PR #814, opened 2017-03-15
Add issue and PR metrics badges.

JimiC:


JimiC:
https://www.traviscistatus.com/

PR #816, opened 2017-03-18
Ignoring a few folders in .vscodeignore

robertohuertasm:
Just checked this and there were some folders missing.


JimiC:
Nice catch. Totally forgot... again.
*-*-*
§ WHAT TO DO
Track down all lines above with the string "opened" and copy them.

§ YOUR RESPONSE
PR #814, opened 2017-03-15
PR #816, opened 2017-03-18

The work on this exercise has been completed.